Monday, June 11, 2012

The Meaning of Prometheus

The message of Prometheus, the film and the myth, is that the new succeeds at the cost of the old.

(This contains spoilers)

This theme is not abstract, it is repeatedly presented throughout this film because it is the foundation of the series.

It is conveyed in the very first scene, on the barren Earth, an Engineer takes an unknown substance, dies and decays into the water, where his transforming blood begins the processes of life. Without his death new life would not have begun.

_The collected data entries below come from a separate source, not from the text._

PR #229, opened 2018-02-21
Fix curl storage plugin failure if the authentication method is different than basic.

tpoeiras:


MaxKellermann:
3f3e0739c4df2454118ca5bd114525d031b28840

PR #237, opened 2018-02-26
Add initial DSD over PCM support to macOS output

coroner21:
This just copies the necessary bits and pieces from the ALSA plugin and applies them to OSXOutput based on dop config setting. It changes only the OSXOutput plugin as needed for DoP (further changes to support additionally e.g. integer mode or setting the physical device mode require rather a complete rewrite of the output plugin).

Fortunately the Core Audio API is by default bit perfect and supports DoP with minimal changes (setting the sampling rate accordingly after ensuring that the physical mode supports at least 24 bits per channel seems to be enough). Tested on macOS High Sierra using an Amanero Combo384 device hooked up to an ES9018 DAC.

USAGE (try only on DACs that support DoP):
- Add dop "yes" option to mpdconf
- Be sure to set at least 24bits per channel before playing some DSD file (using Audio-MIDI-Setup)
- Based on the dop setting, MPD will change the sample rate as required and output DoP signal to the DAC
- Hog mode is recommended to ensure that no other program will try to mix some output with the DoP stream (resulting in bad noise)
- Alternatively set the default output device to another device (e.g. the built-in output) to avoid having other audio interfere with DSD playback

### DIFF
--- a/NEWS
+++ b/NEWS
@@ -24,6 +24,7 @@ ver 0.21 (not yet released)
   - ao: fix crash bug due to partial frames
   - shout: support the Shine encoder plugin
   - sndio: remove support for the broken RoarAudio sndio emulation
+  - osx: initial support for DSD over PCM
 * mixer
   - sndio: new mixer plugin
 * encoder
--- a/doc/user.xml
+++ b/doc/user.xml
@@ -4332,6 +4332,26 @@ run</programlisting>
                   select the best possible for each file.
                 </entry>
               </row>
+			  <row>
+                <entry>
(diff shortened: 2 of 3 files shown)


MaxKellermann:
Please fix your coding style (indent with tabs) and add documentation to `doc/user.xml` (and optionally a line to `NEWS`).

coroner21:
Thanks, updated!

MaxKellermann:
e89c421313b53ed98b249cccb9aee3a0d0344a3d

PR #248, opened 2018-03-07
doc/protocol.xml: Add examples to the description of 'count'

DamienCassou:


DamienCassou:
I would have liked to see how it looks but the Makefile doesn't seem to contain anything to generate html files.

MaxKellermann:
There are the rules: https://github.com/MusicPlayerDaemon/MPD/blob/master/Makefile.am#L2454-L2471

DamienCassou:
I had a look at my Makefile but important things were missing regarding documentation. With your link, I learned about the option `--enable-documentation` which makes the Makefile much more reasonable :-).

Thank you.

Issue #249, opened 2018-03-07
ALSA output noise, Centos 7 compilation


msmucr:
Hi,
during my tests of current development branch, I had one weird issue.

The theme carries on throughout this prequel, almost stated clearly in two instances. The first was between Meredith Vickers and Peter Weyland, where it is selfishly declared that for there to be a new King, the old one must die. The second was when David claimed, 'Sometimes to create, one must destroy.'

The very method of how the Aliens (Xenomorphs), of which this franchise is known for, come into being exemplifies the message of this film. The reproduction cycle of the Aliens requires a host, and for the new Alien life to be created, the host must die. Indeed, as also mentioned in this film, evolution operates in a similar fashion; after all the species that exist today only do so because other competing species died out.

The new succeeds at the cost of the old is also the message from the Greek myth, where Prometheus stole fire from the gods and delivered it to man. Fire enabled mankind to develop civilization and eventually not need gods at all.

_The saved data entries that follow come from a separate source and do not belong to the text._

Issue #265, opened 2018-04-18
Boost 1.67.0 build failure


ilovezfs:
```
rm -f libmixer_plugins.a
ar cru libmixer_plugins.a src/mixer/plugins/libmixer_plugins_a-NullMixerPlugin.o src/mixer/plugins/libmixer_plugins_a-SoftwareMixerPlugin.o     src/mixer/plugins/libmixer_plugins_a-OSXMixerPlugin.o   
ranlib libmixer_plugins.a
clang++ -std=c++14 -DHAVE_CONFIG_H -I.  -DNDEBUG -I./src -I/usr/local/include -DSYSTEM_CONFIG_FILE_LOCATION='"/usr/local/etc/mpd.conf"'           -Qunused-arguments -pthread -g -O2 -fvisibility=hidden -fno-threadsafe-statics -fmerge-all-constants -ffast-math -ftree-vectorize -ffunction-sections -fdata-sections -Wall -Wextra -Wmissing-declarations -Wshadow -Wpointer-arith -Wcast-qual -Wwrite-strings -Wsign-compare -Wno-noexcept-type -c -o src/output/plugins/liboutput_plugins_a-OSXOutputPlugin.o `test -f 'src/output/plugins/OSXOutputPlugin.cxx' || echo './'`src/output/plugins/OSXOutputPlugin.cxx
In file included from src/output/plugins/OSXOutputPlugin.cxx:35:
/usr/local/include/boost/lockfree/spsc_queue.hpp:140:43: error: no member named 'next' in namespace 'boost'
        const ConstIterator last = boost::next(begin, input_count);
                                   ~~~~~~~^
/usr/local/include/boost/lockfree/spsc_queue.hpp:145:51: error: no member named 'next' in namespace 'boost'
            const ConstIterator midpoint = boost::next(begin, count0);
                                           ~~~~~~~^
2 errors generated.
make[1]: *** [src/output/plugins/liboutput_plugins_a-OSXOutputPlugin.o] Error 1
make: *** [all] Error 2
```
https://gist.github.com/ilovezfs/67bba5f253530569ff7efd4fc5fbf392

MaxKellermann:
Sorry, that is a Boost bug.

ilovezfs:
@MaxKellermann OK we'll patch it: https://github.com/Homebrew/homebrew-core/pull/26784

PR #266, opened 2018-04-18
Fix build with Boost 1.67.0

ilovezfs:
Fixes https://github.com/MusicPlayerDaemon/MPD/issues/265.

### DIFF
--- a/src/output/plugins/OSXOutputPlugin.cxx
+++ b/src/output/plugins/OSXOutputPlugin.cxx
@@ -35,6 +35,7 @@
 #include <CoreAudio/CoreAudio.h>
 #include <AudioUnit/AudioUnit.h>
 #include <CoreServices/CoreServices.h>
+#include <boost/next_prior.hpp>
 #include <boost/lockfree/spsc_queue.hpp>
 
 #include <memory>


MaxKellermann:
Sorry, that is a Boost bug. Wrong place to fix this.

ilovezfs:
@MaxKellermann regardless of whether you consider it a "Boost bug" it seems undesirable for mpd to be unable to build with Boost 1.67.

ilovezfs:
@MaxKellermann are you suggesting that every downstream distribution of Boost needs to backport https://github.com/boostorg/lockfree/commit/12726cda009a855073b9bedbdce57b6ce7763da2 ?

MaxKellermann:
That looks like the fix, so yes, vanilla 1.67.0 should not be used by anybody. Either keep using 1.66 or patch 1.67. That's better than patching each and every application using Boost.

But WTF, this patch is 4 months old, and hasn't found its way into the Boost version released just a few days ago. There appears to be something wrong with Boost's patch management.

ilovezfs:
@MaxKellermann yeah ... tell me about it. This happens like every time :(

MaxKellermann:
Ha, that's the dirty real world!
Shit happens, but then you clean up, but don't cover it.

PR #275, opened 2018-05-04
decoder/opus: add support for R128_ALBUM_GAIN tag

autrimpo:
Opus for some reason doesn't read album gain tags, this adds support for it.


MaxKellermann:
Cherry-picked to v0.20.x because it looked rather trivial.

PR #282, opened 2018-05-24
Added always_on to streaming example in mpdconf.example

michamilz:
always_on yes|no 	
If set to yes, then MPD attempts to keep this audio output always open. This may be useful for streaming servers, when you don't want to disconnect all listeners even when playback is accidentally stopped.


MaxKellermann:
I don't think it is useful to add each and every setting to that file. It is way too complex already. Advanced users shall consult the documentation for a list of supported settings.

PR #286, opened 2018-06-02
Fix pause for OSX output plugin (delay one second)

coroner21:
While working on a new Mac OS output plugin I found that Pause() was not reflected in Delay() function causing high CPU load. Apologies for the oversight in the first place...


MaxKellermann:
Rule of thumb: if your PR needs text, then your commit message is bad.

PR #1734, opened 2023-02-03
oss: Remove use of the soundcard.h header, OpenBSD no longer uses OSS

brad0:


MaxKellermann:
What does "no longer uses OSS" mean, and since when? Does MPD need to be compatible with older versions?

brad0:
> What does "no longer uses OSS" mean, and since when? Does MPD need to be compatible with older versions?

Sndio was created as a replacement for our former use of OSS and added 14 years ago. For OpenBSD that is 28 releases, approaching 29.

PR #1736, opened 2023-02-05
Resolve deprecation warnings by replacing use of sprintf with FmtBuffer

dhocker:
As I am sure you are aware, there some subtle and some not so subtle differences between sprintf format specs and libfmt format specs. libfmt seems to be better at picking reasonable format specs for cases where you simply use {} for substitution. I have no way to actually test some of the changes because I run on macOS Ventura 13.2. PidFile.hxx is the only change that I am sure was tested. To compensate for that problem, I wrote a small program where I tested the new format specs.

### DIFF
--- a/src/net/Resolver.cxx
+++ b/src/net/Resolver.cxx
@@ -34,6 +34,7 @@
 #include "AddressInfo.hxx"
 #include "HostParser.hxx"
 #include "lib/fmt/RuntimeError.hxx"
+#include "lib/fmt/ToBuffer.hxx"
 #include "util/CharUtil.hxx"
 
 #ifdef _WIN32
@@ -96,8 +97,9 @@ FindAndResolveInterfaceName(char *host, size_t size)
 	const unsigned i = if_nametoindex(interface);
 	if (i == 0)
 		throw FmtRuntimeError("No such interface: {}", interface);
-
-	sprintf(interface, "%u", i);
+	
+	StringBuffer ifx = FmtBuffer<64>("{d}", i);
+	strcpy(interface, ifx);
 }
 
 #endif
--- a/src/net/Resolver.cxx
+++ b/src/net/Resolver.cxx
@@ -98,7 +98,7 @@ FindAndResolveInterfaceName(char *host, size_t size)
 	if (i == 0)
 		throw FmtRuntimeError("No such interface: {}", interface);
 	
-	StringBuffer ifx = FmtBuffer<64>("{d}", i);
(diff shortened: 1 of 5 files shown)


src/net/Resolver.cxx
```diff
@@ -96,8 +97,9 @@ FindAndResolveInterfaceName(char *host, size_t size)
 	const unsigned i = if_nametoindex(interface);
 	if (i == 0)
 		throw FmtRuntimeError("No such interface: {}", interface);
-
-	sprintf(interface, "%u", i);
+	
+	StringBuffer ifx = FmtBuffer<64>("{0:d}", i);
+	strcpy(interface, ifx);
```
MaxKellermann, line 102: This is .... horrible!

src/pcm/AudioFormat.cxx
```diff
@@ -47,30 +48,32 @@ ToString(const AudioFormat af) noexcept
...
 
 	if (af.channels > 0)
-		p += sprintf(p, "%u", af.channels);
+		wp = FmtBuffer<24>("{}", af.channels);
 	else {
-		*p++ = '*';
-		*p = 0;
+		wp = FmtBuffer<24>("{}", "*");
 	}
+	strcpy(p, wp);
```
MaxKellermann, line 76: WTF! `strcpy()` just to avoid `sprintf()`?

src/pcm/MixRampGlue.cxx
```diff
@@ -37,8 +38,7 @@ StartToString(const MixRampArray &a) noexcept
 		if (i.time < FloatDuration{} || i == last)
 			continue;
 
-		char buffer[64];
-		sprintf(buffer, "%.2f %.2f;", i.volume, i.time.count());
+		StringBuffer buffer = FmtBuffer<64>("{0} {1};", i.volume, i.time.count());
```
MaxKellermann, line 41: This omits the precision

src/unix/PidFile.hxx
```diff
@@ -71,10 +72,9 @@ public:
 		if (fd < 0)
 			return;
 
-		char buffer[64];
-		sprintf(buffer, "%lu\n", (unsigned long)pid);
+		StringBuffer fb = FmtBuffer<64>("{}\n", (unsigned long)pid);
```
MaxKellermann, line 75: Why keep this cast?

MaxKellermann:
Cherry-picked, folded and removed bad changes. f248fe2decf2aa859ae3132ffac2a44b75ba2d48

PR #1747, opened 2023-02-23
Adding libsamplerate 0.2.2 to the win32 build & libs.py scripts

lerenwe:
I added the required entry to libs.py for libsamplerate and added it to the build script third party lib list.
That way, Windows user can use libsamplerate in addition to the internal resampler.

Tested the resulting python scripts myself on Debian 11 (bullseye), managed to compile mpd.exe without issue.

### DIFF
--- a/python/build/libs.py
+++ b/python/build/libs.py
@@ -16,6 +16,17 @@ libmpdclient = MesonProject(
     'lib/libmpdclient.a',
 )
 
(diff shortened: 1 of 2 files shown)


lerenwe:
As discussed here : #1746

MaxKellermann:
Cool, thanks!

PR #1760, opened 2023-03-14
Update user.rst

iconoclasthero:
MPD does not recognize file names in .mpdignore files that contain square brackets.  There may be other characters to which this also applies but I haven't found any.  FWIW '>' *does* work which is good because it is in a lot of bootleg song names.


MaxKellermann:
Bad commit message and bad documentation text.

PR #1779, opened 2023-04-11
Fixes hide_playlist_targets not working after server restart

datasone:
Currently, `hide_playlists_targets` works by skipping songs with `in_playlist` value set to true in [`Directory::Walk`](https://github.com/MusicPlayerDaemon/MPD/blob/a57bcd02382947abbd961594cdf00302c0c7866a/src/db/plugins/simple/Directory.cxx#L237). But `in_playlist` is not stored and only updated in [`UpdateWalk::PurgeDanglingFromPlaylists`](https://github.com/MusicPlayerDaemon/MPD/blob/a57bcd02382947abbd961594cdf00302c0c7866a/src/db/update/Playlist.cxx#L139), which will only be executed while updating DB.

This causes the problem that playlist target songs are correctly hidden after database update, but will remain visible after mpd server restarted. This pr solves the problem by storing `in_playlist` value of songs into the `SimpleDatabase` file.

### DIFF
--- a/src/SongSave.cxx
+++ b/src/SongSave.cxx
@@ -48,6 +48,8 @@ song_save(BufferedOutputStream &os, const Song &song)
 	if (song.audio_format.IsDefined())
 		os.Fmt(FMT_STRING("Format: {}\n"), song.audio_format);
 
+	os.Fmt(FMT_STRING("InPlaylist: {}\n"), song.in_playlist ? "yes" : "no");
+
 	if (!IsNegative(song.mtime))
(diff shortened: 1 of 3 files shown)


MaxKellermann:
838b19c2b514e7427449f06a04b743e0c75d9e59
Cherry-picked and amended with two changes:
- the commit message was bad; you wrote text in this PR but it was missing in the commit message; please do not wrote PR texts, because these explanations are lost after merging; all that counts is the commit message
- I changed your code to only emit the `InPlaylist` line if the value is `yes`; writing it always just adds unnecessary clutter if the feature is not used

PR #1787, opened 2023-04-20
decoder/openmpt: Fix build error with libopenmpt < 0.5

nomis:
openmpt_at_end is a string, not an integer


MaxKellermann:
I don't get it. Why did you (conditionally) change the type of the variable to `std::string`? And if you fix a build error, the commit message should at least describe what build error is being fixed.

MaxKellermann:
Simplified: ad8117e7c8dc0b8a4c1f6b252c881ba5f5d2ebef

nomis:
> I don't get it. Why did you (conditionally) change the type of the variable to `std::string`?

At the time I had assumed `ctl_set()` needed a non-temporary object as a reference, but the reference is `const`.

This idea that advancement, be it socially, technologically, or evolutionary, requires the new to replace the old, is also seen in the further references to religion. Scientific progress allowed the crew to prove Engineers existed and that they created the human race, this led Charlie Holloway to claim the Engineers therefore replaced God. Peter Weyland, among others, went on to approach the Engineer as if he was God.

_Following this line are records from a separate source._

PR #1805, opened 2023-05-11
reorder ffmpeg to be lower priority than gme

fuck-shithub:
This should prevent ffmpeg from taking priority over the gme plugin. The ffmpeg plugin is more buggy than gme.
One of the prominent bugs of preferring ffmpeg over gme is that ffmpeg cannot seek SAP files while gme can. This should prevent that from happening.


MaxKellermann:
This change is good; FFmpeg should always be the last-resort fallback, and specialized plugins should be preferred.

PR #1817, opened 2023-05-21
Fix meson build warning for get_pkgconfig_variable

mbeijen:
Otherwise, building will generate these warnings:

systemd/system/meson.build:5: WARNING: Project targeting '>= 0.56.0' but tried to use feature deprecated since '0.56.0': Dependency.get_pkgconfig_variable. use Dependency.get_variable(pkgconfig : ...) instead
systemd/user/meson.build:5: WARNING: Project targeting '>= 0.56.0' but tried to use feature deprecated since '0.56.0': Dependency.get_pkgconfig_variable. use Dependency.get_variable(pkgconfig : ...) instead

### DIFF
--- a/systemd/system/meson.build
+++ b/systemd/system/meson.build
@@ -2,7 +2,7 @@ systemd_system_unit_dir = get_option('systemd_system_unit_dir')
 if systemd_system_unit_dir == ''
   systemd = dependency('systemd', required: false)
   if systemd.found()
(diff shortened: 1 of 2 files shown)


MaxKellermann:
v0.23.x: f7eb1c9a8324284b224e5adb2653eaf2f6ccf6e7

PR #1836, opened 2023-06-18
fix two compile warnings

critkitten:
fix two compile warnings


MaxKellermann:
Your code changes are bad: they do not only "fix" the warnings, but also change the program's behavior, and introduce two file descriptor leaks.

PR #1885, opened 2023-10-20
Add sort and window parameter for "sticker find"

### LINKED ISSUE #1103: Sort and limit results from sticker database
## Feature request

I'd like to be able to retrieve a set of stickers ordered in a descending list, preferably with a limit in place:

`sticker find {TYPE} {URI} {NAME} sort {SORT_DIRECTION}`
and
`sticker find {TYPE} {URI} {NAME} sort {SORT_DIRECTION} limit {LIMIT}`

For example:
`sticker find song "" playCount sort desc limit 100`

This would allow retrieval of stickers that are numeric or alphabetic and be able to pull the "top 100 played songs". It would also be possible to set a sticker for "date added" and retrieve a list of "50 most recent additions". This allows for dynamic playlists without needing to add extra databases.

I know we can use:
`sticker find {TYPE} {URI} {NAME}`

Then sort, but for large collections (10,000+ songs) this means manually sorting thousands of objects and discarding almost all of them when the SQLite database can do that for us quickly and easily

jcorporation:
First rough approach to implement it. It is only roughly tested, but I would request your feedback early.

closes #1103

### DIFF
--- a/NEWS
+++ b/NEWS
@@ -11,6 +11,7 @@ ver 0.24 (not yet released)
   - apply Unicode normalization to case-insensitive filter expressions
   - stickers on playlists and some tag types
   - new command "stickernames"
+  - "sticker find" supports sort and window parameter
 * database
   - attribute "added" shows when each song was added to the database
   - proxy: require MPD 0.21 or later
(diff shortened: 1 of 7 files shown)


MaxKellermann:
This leaks memory because you create new statements, but never free them.

jcorporation:
> This leaks memory because you create new statements, but never free them.

Fixed, replaced the reset and clear binding with finalize.

jcorporation:
#1895

PR #1910, opened 2023-12-10
First implementation of the `visualization` output plugin

sp1ff:
NOTE TO REVIEWERS: this was discussed [previously](https://github.com/MusicPlayerDaemon/MPD/pull/1449), but life got busy.

This commit contains the first implementation of a visualization output plugin. It servers a very simple network protocol, backed by a very simple audio analysis. I'm using it as my daily driver, but it needs review & hardening.

Update: Converting this to a draft while I work through the CI issues. Will squash all commits before marking "ready for review".

Update #2: CI passing, unit test suite considerably beefed-up. Using this build as my daily driver. @MaxKellermann ready for review.

### DIFF
--- a/src/lib/fmt/ThreadIdFormatter.hxx
+++ b/src/lib/fmt/ThreadIdFormatter.hxx
@@ -1,0 +1,22 @@
+// SPDX-License-Identifier: BSD-2-Clause
+// author: Max Kellermann <max.kellermann@gmail.com>
+
+#ifndef THREAD_ID_FORMATTER_HXX
+#define THREAD_ID_FORMATTER_HXX
+
+#include <fmt/format.h>
+#include <sstream>
+#include <thread>
+
+template<>
+struct fmt::formatter<std::thread::id> : formatter<string_view>
+{
+	template<typename FormatContext>
+	auto format(std::thread::id id, FormatContext &ctx) {
+		std::stringstream stm;
+		stm << id;
+		return formatter<string_view>::format(stm.str(), ctx);
+	}
+};
+
+#endif // THREAD_ID_FORMATTER_HXX
--- a/src/lib/fmt/ThreadIdFormatter.hxx
+++ b/src/lib/fmt/ThreadIdFormatter.hxx
@@ -12,7 +12,7 @@ template<>
 struct fmt::formatter<std::thread::id> : formatter<string_view>
 {
 	template<typename FormatContext>
-	auto format(std::thread::id id, FormatContext &ctx) {
+	auto format(std::thread::id id, FormatContext &ctx) const {
 		std::stringstream stm;
 		stm << id;
 		return formatter<string_view>::format(stm.str(), ctx);
--- a/src/output/plugins/meson.build
+++ b/src/output/plugins/meson.build
@@ -147,6 +147,28 @@ else
   wasapi_dep = dependency('', required: false)
 endif
 
+libfftw3_dep = dependency('fftw3f', version: '>= 3.3.8', required: get_option('fftw3'))
+output_features.set('ENABLE_FFTW3', libfftw3_dep.found())
+
+enable_visualization_output = get_option('visualization')
+conf.set('ENABLE_VISUALIZATION_OUTPUT', enable_visualization_output)
+
+output_features.set('ENABLE_VISUALIZATION_OUTPUT', get_option('visualization'))
+if get_option('visualization')
+  if not libfftw3_dep.found()
+    error('libfftw3 not available, but is required for the visualization plugin')
+  endif
+  output_plugins_sources += [
+    'visualization/VisualizationOutputPlugin.cxx',
+    'visualization/SoundAnalysis.cxx',
+    'visualization/SoundInfoCache.cxx',
+    'visualization/VisualizationServer.cxx',
+    'visualization/VisualizationClient.cxx',
+    'visualization/Protocol.cxx',
+  ]
+  output_plugins_deps += [ event_dep, net_dep, libfftw3_dep ]
+endif
+
 output_plugins = static_library(
   'output_plugins',
   output_plugins_sources,
--- a/src/output/plugins/visualization/LowLevelProtocol.hxx
+++ b/src/output/plugins/visualization/LowLevelProtocol.hxx
@@ -1,0 +1,57 @@
+// SPDX-License-Identifier: GPL-2.0-or-later
+// Copyright The Music Player Daemon Project
+
+#ifndef LOW_LEVEL_PROTOCOL_HXX_INCLUDED
+#define LOW_LEVEL_PROTOCOL_HXX_INCLUDED
+
+#include "util/PackedBigEndian.hxx"
+
+#include <fftw3.h>
+
+#include <algorithm>
+#include <cstdint>
+#include <limits>
+
+namespace Visualization {
+
+/*  Write a uint16_t to an output iterator over byte in wire format; return the
+ *  iterator in its new position
+ */
+template <typename OutIter>
+OutIter
+SerializeU16(uint16_t n, OutIter pout) {
+	auto m = PackedBE16(n);
+	auto p = (std::byte*)(&m);
+	return std::copy(p, p + 2, pout);
+}
+
+static_assert(std::numeric_limits<float>::is_iec559);
+
+/* Convert an IEEE 754 single-precision floating-point number to wire format;
+ * write it to an output iterator & return the iterator in its new position
+ */
+template <typename OutIter>
+OutIter
+SerializeFloat(float f, OutIter pout) {
+	auto m = PackedBE32(*(uint32_t*)&f);
+	auto p = (std::byte*)(&m);
+	return std::copy(p, p + 4, pout);
+}
+
+/* Convert an fftwf_complex to wire format; write it to an output iterator &
+ * return the iterator in its new position
+ */
+template <typename OutIter>
+OutIter
+SerializeComplex(const fftwf_complex c, OutIter pout) {
+	auto r = PackedBE32(*(const uint32_t*)&(c[0]));
+	auto i = PackedBE32(*(const uint32_t*)&(c[1]));
+	auto pr = (std::byte*)(&r);
+	auto pi = (std::byte*)(&i);
+	pout = std::copy(pr, pr + 4, pout);
+	return std::copy(pi, pi + 4, pout);
+}
+
+} // namespace Visualization
+
+#endif // LOW_LEVEL_PROTOCOL_HXX_INCLUDED
--- a/src/output/plugins/visualization/Protocol.cxx
+++ b/src/output/plugins/visualization/Protocol.cxx
@@ -11,6 +11,7 @@ Visualization::ParseResult
 Visualization::ParseClihlo(void *data,
 			   size_t length,
 			   ClientHello &clihlo) noexcept {
+
 	// CLIHLO payload is 6 bytes, header & footer are five more.
 	if (length < sizeof(ClientHello) + 5) {
 		return ParseResult::NEED_MORE_DATA;
--- a/src/output/plugins/visualization/Protocol.cxx
+++ b/src/output/plugins/visualization/Protocol.cxx
@@ -1,0 +1,46 @@
+// SPDX-License-Identifier: GPL-2.0-or-later
+// Copyright The Music Player Daemon Project
+
+#include "Protocol.hxx"
+
+#include "Log.hxx"
+#include "util/ByteOrder.hxx"
+#include "util/Domain.hxx"
+
+Visualization::ParseResult
+Visualization::ParseClihlo(void *data,
+			   size_t length,
+			   ClientHello &clihlo) noexcept {
+	// CLIHLO payload is 6 bytes, header & footer are five more.
+	if (length < sizeof(ClientHello) + 5) {
+		return ParseResult::NEED_MORE_DATA;
+	}
+
+	uint8_t *buf = (uint8_t *)data;
+
+	uint16_t msg_type = FromBE16(*(uint16_t *)buf);
+	if (msg_type != 0) {
+		return ParseResult::ERROR;
+	}
+
+	buf += 2;
+	uint16_t payload_len = FromBE16(*(uint16_t *)buf);
+	if (payload_len != 6) {
+		return ParseResult::ERROR;
+	}
+
+	buf += 2;
+	clihlo.major_version = *buf++;
+	clihlo.minor_version = *buf++;
+
+	clihlo.requested_fps = FromBE16(*(uint16_t *)(buf));
+	buf += 2;
+	clihlo.tau = FromBE16(*(int16_t *)(buf));
+	buf += 2;
+
+	if (*buf != 0) {
+		return ParseResult::ERROR;
+	}
+
+	return ParseResult::OK;
+}
--- a/src/output/plugins/visualization/Protocol.hxx
+++ b/src/output/plugins/visualization/Protocol.hxx
@@ -1,0 +1,138 @@
+// SPDX-License-Identifier: GPL-2.0-or-later
+// Copyright The Music Player Daemon Project
+
+#ifndef VISUALIZATION_PROTOCOL_HXX_INCLUDED
+#define VISUALIZATION_PROTOCOL_HXX_INCLUDED
+
+#include "LowLevelProtocol.hxx"
+#include "SoundAnalysis.hxx"
+
+#include <cstddef>
+#include <cstdint>
+
+namespace Visualization {
+
+/**
+ * \brief A parsed CLIHLO message
+ *
+ * \sa ParseCliHlo
+ *
+ *
+ * The visualization \ref vis_out_protocol "protocol" begins with the client
+ * connecting to the server & providing certain paramters of the sound analysis
+ * it would like to receive. That is done through the CLIHLO message (which see
+ * \a ref vis_out_protocol_proto_clihlo "here").
+ *
+ * See \a vis_out_protocol_timing "timing" for details on parameter tau.
+ *
+ *
+ */
+
+struct ClientHello {
+	/// Major protocol version the client would like to speak
+	uint8_t major_version;
+	/// Minor protocol version the client would like to speak
+	uint8_t minor_version;
+	/// The number of sound analyses per second the client would like to
+	/// receive (presumably the rate at which it is rendering frames, hence
+	/// the name "fps")
+	uint16_t requested_fps;
+	/// The desired offset (named "tau" in the documentation) between song
+	/// time and analysis time at each analysis performed
+	int16_t tau;
+};
+
+enum class ParseResult {
+	OK,
+	NEED_MORE_DATA,
+	ERROR,
+};
+
+/**
+ * \brief Attempt to parse a \ref vis_out_protocol_proto_clihlo "CLIHLO" message
+ * from the given buffer
+ *
+ * \param buf [in] An array of octets potentially containing the message
+ *
+ * \param length [in] The length of \a buf, in octets
+ *
+ * \param clihlo [out] A reference to a `client_hello_t` structure to be
+ * filled-in on successful execution
+ *
+ * \return ParseResult::OK if the message was successfully parsed,
+ * NEED_MORE_DATA if the message is incomplete, or ERROR if the message cannot
+ * be ready from \a buf
+ *
+ *
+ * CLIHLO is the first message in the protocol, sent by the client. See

The central message of this film shows the importance of Elizabeth Shaw holding on to her crucifix necklace. Even after discovering the Engineers' existence she unlike the others did not replace one god with another. This contradiction to the theme defines her character and puts her in direct contrast with the Alien Xenomorph. It is also a foreshadowing of her actions in the next movie where her first impulse will not be to 'destroy to create' but instead to 'save to survive'.

Why the Engineer reacted violently near the end of the film was not made clear, but in all likelihood, it has to do with why the Engineers left Earth in the first place. The early cave paintings show that there were Engineers on Earth approximately 37,000 years ago, while they might have just left some time after that, it is also possible they didn't. The few Engineers didn't leave because keeping to the theme, they were killed by the new life they created, mankind.

The Engineer attempted to kill the remaining crew because he knew humans would eventually kill him and his species.

As for why the Engineers created humans, it is the same reason given in the movie why humans created androids, because they could. It is not a coincidence therefore that androids were so capable of killing humans as they, like humans to engineers, are merely the new succeeding at the cost of the old.